= Beginning of Section =
PR #306, opened 2025-10-25
convert cell_to_cellpar from ase's numpy implementation to pytorch

### LINKED ISSUE #304: Reimplement cell_to_cellpar in torchsim
cell_to_cellpar is used in Orb: https://github.com/TorchSim/torch-sim/blob/main/torch_sim/models/orb.py#L185

Currently TorchSim transfers the cell to numpy to use the function before transferring it back to torch.

Just need to turn this numpy code into torch: https://ase-lib.org/_modules/ase/geometry/cell.html

wwymak:
## Summary
 resolves #304 

## Checklist

* [ x ] Run [ruff](https://beta.ruff.rs/docs/rules/#pydocstyle-d) on your code.

### DIFF
--- a/docs/user/overview.md
+++ b/docs/user/overview.md
@@ -27,6 +27,6 @@ Learn more in [Understanding Reporting](../tutorials/reporting_tutorial.ipynb)
 
 ## High-level vs Low-Level
 
-Under the hood, TorchSim takes a modular functional approach to atomistic simulation. Each integrator or optimizer function, such as `nvt_langevin,` takes in a model and parameters and returns `init` and `update` functions that act on a unique `State.` The state inherits from `SimState` and tracks the fixed and fluctuating parameters of the simulation, such as the `momenta` for NVT or the timestep for FIRE. The runner functions take this basic structure and wrap it in a convenient interface with autobatching and reporting.
+Under the hood, TorchSim takes a modular functional approach to atomistic simulation. Each integrator or optimizer has associated `init` and `update` functions that initialize and update a unique `State.` The state inherits from `SimState` and tracks the fixed and fluctuating parameters of the simulation, such as the `momenta` for NVT or the timestep for FIRE. The runner functions take this basic structure and wrap it in a convenient interface with autobatching and reporting.
 
 Learn more in [Fundamentals of TorchSim](../tutorials/low_level_tutorial.ipynb) and [Implementing New Methods](../tutorials/hybrid_swap_tutorial.ipynb)
--- a/examples/tutorials/low_level_tutorial.py
+++ b/examples/tutorials/low_level_tutorial.py
@@ -117,10 +117,10 @@ print(f"Stress is a systemwise property with shape: {model_outputs['stress'].sha
 """
 ## Optimizers and Integrators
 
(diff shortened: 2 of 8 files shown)


orionarcher (approved):
LGTM, test is good. Maybe get final sign off from @thomasloux

tests/models/test_orb.py
```diff
@@ -74,3 +78,14 @@ def orbv3_direct_20_omat_calculator() -> ORBCalculator:
 test_validate_direct_model_outputs = make_validate_model_outputs_test(
     model_fixture_name="orbv3_direct_20_omat_model",
 )
+
+
+def test_cell_to_cellpar(si_sim_state: SimState) -> None:
```
thomasloux: You can't use this one as it's cubic cell. So you wouldn't identify the possible issue of convention.

torch_sim/models/orb.py
```diff
@@ -181,9 +213,7 @@ def state_to_atom_graphs(  # noqa: PLR0915
         num_edges.append(len(edges[0]))
 
         # Calculate lattice parameters
-        lattice_per_system = torch.from_numpy(
-            cell_to_cellpar(cell_per_system.squeeze(0).cpu().numpy())
-        )
+        lattice_per_system = cell_to_cellpar(cell_per_system.squeeze(0))
```
thomasloux, line 214: Ok I didn't see that the cell was extracted explicitly with the convention row_vector. When I say that the convention is not the same is that if A=Ase.atoms.cell[:] and B=SimState.cell, then A=B.T (transpose form). So in here, either you assume that the input is row and then you should have the same behaviour as ASE.cell_to_cellpar or you change that and then you have to change the input.
Given the current state of code, I suggest to use the same cell_to_cellpar convention as ASE, which is to assume that the input cell is a row_vector. Then modify the test accordingly

wwymak: Hi, I have changed the function to use the row convention and also updated the test.

torch_sim/models/orb.py
```diff
@@ -59,6 +58,39 @@ def __init__(self, err: ImportError = exc, *_args: Any, **_kwargs: Any) -> None:
...
+        Tensor with [a, b, c, alpha, beta, gamma].
+    """
+    lengths = torch.linalg.norm(cell, dim=1).squeeze()
+    angles = []
+    for i in range(3):
+        j = i - 1
+        k = i - 2
+        ll = lengths[j] * lengths[k]
+        if ll.item() > 1e-16:
+            cell_j = cell[j].squeeze()
```
thomasloux: Any particular reason to use squeeze() ?

thomasloux (commented):
ok

torch_sim/models/orb.py
wwymak: it's mostly to make sure it's 0 dimension vector for the calc. (I think I had an issue where there was an extra dimension before without this, ie [[x, y, z]], but that might have been when I was using the column vector convention)

thomasloux:
Tested locally, small modification to remove unnecessary torch.tensor and use torch.stack to preserve the device of the tensor. Otherwise it would not work on cuda (not catched by test that are only run on cpu)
= End of Section =
-- Problem statement --
Report every line in the data that holds "https", copying each one.

-- Expected output --
cell_to_cellpar is used in Orb: https://github.com/TorchSim/torch-sim/blob/main/torch_sim/models/orb.py#L185
Just need to turn this numpy code into torch: https://ase-lib.org/_modules/ase/geometry/cell.html
* [ x ] Run [ruff](https://beta.ruff.rs/docs/rules/#pydocstyle-d) on your code.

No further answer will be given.